● REQUIRED WORK
When a line in the listing below contains the word "export", return a copy of that line.

● SUPPLIED MATERIAL
PR #4504, opened 2026-07-17
ui: change table edit trigger from double to single click

mazzoccantelorenzo:
Users had to double click every cell to enter edit mode. Editing a long row required too many clicks and felt very slow. The double click requirement adds unnecessary friction to simple data entry tasks.
BEFORE:

https://github.com/user-attachments/assets/18b984ad-89f5-4694-b13c-134bf8deb7d0

AFTER:

https://github.com/user-attachments/assets/8b166964-8fe5-4216-948b-37a18744a1a6

We reduce 50% of friction by doing this little improvement.

We change the global tabulator configuration to trigger edit mode on a single click. This cuts the required clicks in half. Data entry is now fast and intuitive.

This improves overall user experience significantly.

### DIFF
--- a/apps/studio/default.config.ini
+++ b/apps/studio/default.config.ini
@@ -53,6 +53,8 @@ maxColumnWidth = 1000
 minColumnWidth = 100
 maxInitialWidth = 500
 defaultColumnWidth = 125
+; The event that triggers cell edit mode ("click" or "doubleclick")
+editTrigger = doubleclick
 
 [ui.tableTriggers]
 maxColumnWidth = 300
--- a/apps/studio/src/common/tabulator.ts
+++ b/apps/studio/src/common/tabulator.ts
@@ -63,7 +63,9 @@ export function tabulatorForTableData(
     resizableColumnGuide: true,
     movableColumns: true,
     height: "100%",
-    editTriggerEvent: "dblclick",
+    editTriggerEvent: window.bksConfig.ui.tableTable.editTrigger === "click" 
+      ? "click" 
+      : "dblclick",
     debugInvalidComponentFuncs: false,
     history: true,
     keybindings: {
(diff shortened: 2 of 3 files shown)


azmy60 (changes requested):
Hey! Thanks for your contribution. I think you have a valid point, but I don't think it's wise to make this change because this is a core feature that many people are already used to, especially in spreadsheet apps this is a common behavior. So I would agree to have this merged if you could add this as an option to the configuration file. 

The steps are:
1. Add the new option to `apps/studio/default.config.ini`
2. Use the new config by calling `window.bksConfig`, for example, `window.bksConfig.ui.table.editTrigger`.

mazzoccantelorenzo:
> Hey! Thanks for your contribution. I think you have a valid point, but I don't think it's wise to make this change because this is a core feature that many people are already used to, especially in spreadsheet apps this is a common behavior. So I would agree to have this merged if you could add this as an option to the configuration file.
> 
> The steps are:
> 
> 1. Add the new option to `apps/studio/default.config.ini`
> 2. Use the new config by calling `window.bksConfig`, for example, `window.bksConfig.ui.table.editTrigger`.

I did some polishment and refining, take a look and we can iterate, if you dont like something we can change it, no problem :D

apps/studio/src/config/typesGenerator.ts
```diff
@@ -31,6 +31,7 @@ export function generateConfigTypes(): void {
     dtsGen
       .generateIdentifierDeclarationFile("IBksConfig", processedConfig)
       .replace("declare const IBksConfig:", "declare interface IBksConfig")
+      .replace(/editTrigger: string;/g, "editTrigger: 'click' | 'doubleclick';")
```
azmy60: Interesting. I don't think we want to modify the types generator this way. It's a good idea, but it'll be a bit dishonest because `editTrigger` can be an arbitrary string, because we don't have a validation process. I think it's best to not strictly type this for now.

azmy60 (changes requested):

apps/studio/src/config/typesGenerator.ts
mazzoccantelorenzo: No problem, it has been removed. Let me know what to do next 👍

azmy60 (approved):
This looks good, thanks!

● THE ANSWER
@@ -63,7 +63,9 @@ export function tabulatorForTableData(
@@ -31,6 +31,7 @@ export function generateConfigTypes(): void {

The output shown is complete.